=== Section Start ===

PR #2310, opened 2024-05-24
Chat history in a list

CoBC:
A lot of apps use list instead of readonly edit field to display chat history now, so I thought it's time to do the same in TT
It seams to works as expected with keyboard and screenreader.
Really not sure of the behaviour visually and with a mouse
I hope it's not completely broken

### DIFF
--- a/ChangeLog.txt
+++ b/ChangeLog.txt
@@ -23,6 +23,7 @@ Default Qt Client
 - Ability to copy all User Info to clipboard in "User Info" dialog
 - Ability to search by IP or username in "Banned Users" dialog
 - Support Idle Time on Linux (X11)
+- Chat history in a list
 Android Client
 - Toggle channel operator does not show password dialog if user has user-right to change channel operator
 iOS Client
--- a/Client/qtTeamTalk/chattextedit.cpp
+++ b/Client/qtTeamTalk/chattextedit.cpp
@@ -169,6 +169,20 @@ void ChatTextEdit::clearHistory()
     clear();
 }
 
+void ChatTextEdit::copyAllHistory()
+{
+    QString allText;
+    for(int i = 0; i < count(); ++i)
+    {
+        QListWidgetItem* item = this->item(i);
+        if(item)
+        {
+            allText += item->text() + "\n";
+        }
+    }
+    QApplication::clipboard()->setText(allText);
+}
+
 void ChatTextEdit::limitText()
 {
     while(count() > 1000)
@@ -216,8 +230,6 @@ void ChatTextEdit::mouseReleaseEvent(QMouseEvent *e)
 
 void ChatTextEdit::keyPressEvent(QKeyEvent* e)
 {
-    QListWidget::keyPressEvent(e);
-
     if (e->key() == Qt::Key_Enter || e->key() == Qt::Key_Return)
     {
         QListWidgetItem* item = currentItem();
@@ -228,21 +240,20 @@ void ChatTextEdit::keyPressEvent(QKeyEvent* e)
             }
         }
     }
+    QListWidget::keyPressEvent(e);
 }
 
 void ChatTextEdit::contextMenuEvent(QContextMenuEvent *event)
 {
     QMenu *menu = new QMenu(this);
-    menu->addAction(tr("Copy"), [this]() {
+    menu->addAction(tr("&Copy"), [this]() {
         QListWidgetItem* item = currentItem();
         if (item) {
             QApplication::clipboard()->setText(item->text());
         }
     });
-    menu->addAction(tr("&Clear"), this, &ChatTextEdit::clear);
-    QAction* chosen = menu->exec(event->globalPos());
-    if (chosen && chosen->text() == tr("&Clear")) {
-        clearHistory();
-    }
+    menu->addAction(tr("Copy &All"), this, &ChatTextEdit::copyAllHistory);
+    menu->addAction(tr("&Clear"), this, &ChatTextEdit::clearHistory);
+    menu->exec(event->globalPos());
     delete menu;
 }
--- a/Client/qtTeamTalk/chattextedit.cpp
+++ b/Client/qtTeamTalk/chattextedit.cpp
@@ -28,7 +28,7 @@
 #include <QTextCursor>
 #include <QUrl>
 #include <QMessageBox>
-#include <QClipBoard>
+#include <QClipboard>
 
 extern TTInstance* ttInst;
 extern QSettings* ttSettings;
--- a/Client/qtTeamTalk/chattextedit.cpp
+++ b/Client/qtTeamTalk/chattextedit.cpp
@@ -28,74 +28,26 @@
 #include <QTextCursor>
 #include <QUrl>
 #include <QMessageBox>
+#include <QClipBoard>
 
 extern TTInstance* ttInst;
 extern QSettings* ttSettings;
 
-QString urlFound(const QString& text, int& index, int& length)
+ChatTextEdit::ChatTextEdit(QWidget * parent/* = 0*/)
+: QListWidget(parent)
 {
-    QRegularExpression httpExpression("(http[s]?://\\S+)", QRegularExpression::CaseInsensitiveOption);
-    QRegularExpressionMatch httpMatch;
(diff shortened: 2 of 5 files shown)


peter1384:
Thanks! I love this! I was tired of read only edit boxes that screenreader would act stupidly with it. I'm going to try it now, if it's not the case, please also do it for private messages history as wel. Thanks!

peter1384:
it looks like some messages are being sent as difrent peaces or something, but sometimes screenreader says list item. Look at below lines, i'll paced the items of my history list so you can understand, i'm pressing down arrow and my screenreader is nvda
2024-05-25 01:35:53  * Connecting to 127.0.0.1 TCP port 10333 UDP port 10333
2024-05-25 01:35:53  * Connected to 127.0.0.1 TCP port 10333 UDP port 10333
list item
2024-05-25 01:35:53 Server Name: my pro server
2024-05-25 01:35:53 Message of the Day: hello
also, when i join a channel, the logged history messages are as follows, I mean it's 2 or 3 messages instead of one, so idk if it's expected or not, but i'll show what i mean see below.
list item
2024-05-25 01:42:47 Joined channel /Stereo/
Topic: 
Disk quota: 20000000 KBytes
also, another thing that i really need to be done and it's really bad, please display the date and time after the events raather than before because the event is more important information that we need to hear first, as an example, when we receave a private message or event, it's like this.
2024-05-25 01:46:47 <Peter>how are you
but it should be like this
<Peter> how are you 2024 blaablaablaa
and for all other events, channel messages, and stuf
please seriously do this. Thanks!

peter1384:
actually so many of my friends and anyone was complaning about the history system, but by moving it to list all those problems has been greately resolved

bear101:
This change does not work well for people who use a mouse since you cannot select text and use Copy/Paste.

peter1384:
you can coppy the message by the context menu option, then paste it in the edit box, and then select part of it and remove it or stuf

peter1384:
and read only edit text does not work wel for us with keyboard and screenreader. So, may be add an option in display tab and when checked, we use list instead of read only edit text. Just an opinion

jeremyp3:
I also use a screen reader and I don't see how the list is better than the read-only text box.

in the read-only text box, you can select a specific part of the text without having to select the whole line, and cut it out in a notepad, for example.

peter1384:
in list all item is being announced all at once, but in read only text box when you receave an event that is long or has 2 lines and stuf, you have to press down arrow to read the half of that event so it's seperated, but in list, when you receave one event, focusing on that event reads all of it, from start to end, and it doesn't need you to press down arrow because just in case it's split up in to 2 lines, also, some people report that when pressing up or down arrow to view all of their history items, some events are missing for them, but with list that problem no longer exist

jeremyp3:
I've never had the problem of the history entry disappearing when it was 
in read-only mode.

but anyway, I don't think it's worth debating the subject any further.

peter1384:
yes, if some people really wants the read only edit box, an option in the display tab or another solootion by @CoBC would fix that, so

CoBC:
We can't select a piece of text with keyboard as well.

So, I suggest the following: add the ability to show message in a 
dialog, with potential more info, E.G. the dialog can display timestamp, 
which can be useful for users who decided to don't display this info in 
the history but want to see timestamp of a specific message. In this 
dialog message will be shown in a edit field so we can select text and copy.

I also have the idea to allow deleting one item of the list, for users 
who don't want to clear all history but just remove unwanted messages.

What do you think?

CoBC:
Yes, we also have a serious problem with navigating in the readonly edit 
field with NVDA for example, some characters are repeated more and more, 
other characters are skiped, multilines messages are read very strangely 
with blank lines ignored. Accessibility of list is really better 
compared to readonly edit field.

The real problem is if mouse interactions are broken, but I made a 
suggest for it, we'll see

peter1384:
yes, exactly, those are the problems i forgot to mention. So, I strongly want the list for the history as a teamtalk user instead of read only edit box.

jeremyp3:
@peter1384 I think everyone understands your point.

beqabeqa473:
I vote against this change. If someone wants this, this should be as an option disabled by default.
Personaly i, and most of the people don't have problems with readonly editbox.

CoBC:
Let me know if I should implement this as an option, but it will be a 
bit complicate to do

peter1384:
@CoBC I don't really want to loos this feature. So, if it's realy the case, i'd want it as an option then, and i'm happy about the faqt that you understand the problems of the read only edit boxes

CoBC:
I don't really understand how we can't have problem with this readonly 
editbox, multilines fields are really problematic with Qt, especially 
when a lof of blank lines are present.

So, I also want to keep this feature, but I'm not the only one to decide :)

CoBC:
And, my last thought on this topic, majority of chat apps (at least on Windows) use this type of list for message, E.G. WhatsApp, Messenger, Phone Link (for messages from Android or iOS), and probably some other.
I know some apps like Discord, Skype, use readable content, but in a webpage, not just a readonly editbox.
I find apps with list really more practical, and I don't know if they allow to copy piece of text.
That's all for me, final choice not depend on me :)

peter1384:
github desktop is using list for the history as wel, and yes as you said, I don't know how they don't have any problem with readonly editbox. everyone around me are complaning about it that it has problems

CoBC:
One more advantage for the list I forgot yesterday, imagine you're receiving a very long message with an URL in the middle of this message, currently you have to read all the message with arrow keys for keyboard user to be able to press enter on the link and open it, with the list, you just have to press enter on the message and the link will open, and if multiple links are present, a menu will ask you what link you want to open.

Muamalaljanahi:
List is a lot better especially for NVDA users

valiant8086:
Hi.

In regard to not being able to select messages with the mouse, I would have expected the mouse selection to work like multi-selection of files in explorer does, e.g. holding right mouse button and dragging it down the messages list, or something similar to that.

amirmahdifard:
I also hate read only edit box for the history, and because of that i never used history for reading my messages, I always used my nvda speech history to read my messages, but with list i will use my teamtalk history from now on always. So, i also really want the list

peter1384:
@CoBC can you please add an action to context menu to only delete the current item, sometimes I don't wish to clear my hole list, I just wish to delete some unwanted items from my list and keep the others that I need. So, This context menu action is needed, So please add it. Thanks.

CoBC:
I'll don't make anymore commit in this PR for now until I'm sure the PR 
idea is accept.

peter1384:
Can you Please also merge the master branch to this branch, because I want to use it with laytist heehee

peter1384:
oh, ok then. Sad

CoBC:
I opened a pool
Please vote for your choice in #2313
I'll switch this PR to draft until the week-end and than, following pool results, switch back to ready or close this

CoBC:
Current results of poll (#2313) are in favor of the list, I also received 2 positive comments for this list from users who aren't on GitHub.
If we implement the list, some adjustments are however needed:
1. Ability to display message in a dialogbox (E.G. to show more message info and copy part of text)
2. Move date after message, or change to a column based list with ability to reorder column
3. Ability to delete one item of the list
@bear101 final advices and choice are yours :)

beqabeqa473:
if this will be implemented, i vote for it to be an option.

peter1384:
@beqabeqa473 somethings cannot be option because they will be implemented depending on it's better for all users. For example, I didn't liked the new q table, but I didn't request it to be option because it was depended on what moste users want and like. So, you are not the only person to say what to happen, because so many people are using teamtalk and all of those people cannot be ignoared just because of what you want. So please, don't complane and get used to whatever that is. Thanks.

CoBC:
@peter1384

You're always requesting something and something and something else 
again, with some reasons like "we need it so please add it", so please, 
be respectful with other users and contributors, if Beqa prefer this to 
be an option, even if it's very difficult to implement it as an option, 
it's his choice, we have to hear and understand all users. Please be 
careful when you comment.

peter1384:
@CoBC yes i agree with you, I just ment that we should do what users want. so, sorry for the miss understanding

CoBC:
Replaced by #2548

=== Section End ===

■ What to work on
Given the records above, reproduce precisely and only the lines between the line holding "It seams to" and the line holding "- Support Idle Time on Linux (X11)", inclusive.

■ Expected answer
It seams to works as expected with keyboard and screenreader.
Really not sure of the behaviour visually and with a mouse
I hope it's not completely broken

### DIFF
--- a/ChangeLog.txt
+++ b/ChangeLog.txt
@@ -23,6 +23,7 @@ Default Qt Client
 - Ability to copy all User Info to clipboard in "User Info" dialog
 - Ability to search by IP or username in "Banned Users" dialog
 - Support Idle Time on Linux (X11)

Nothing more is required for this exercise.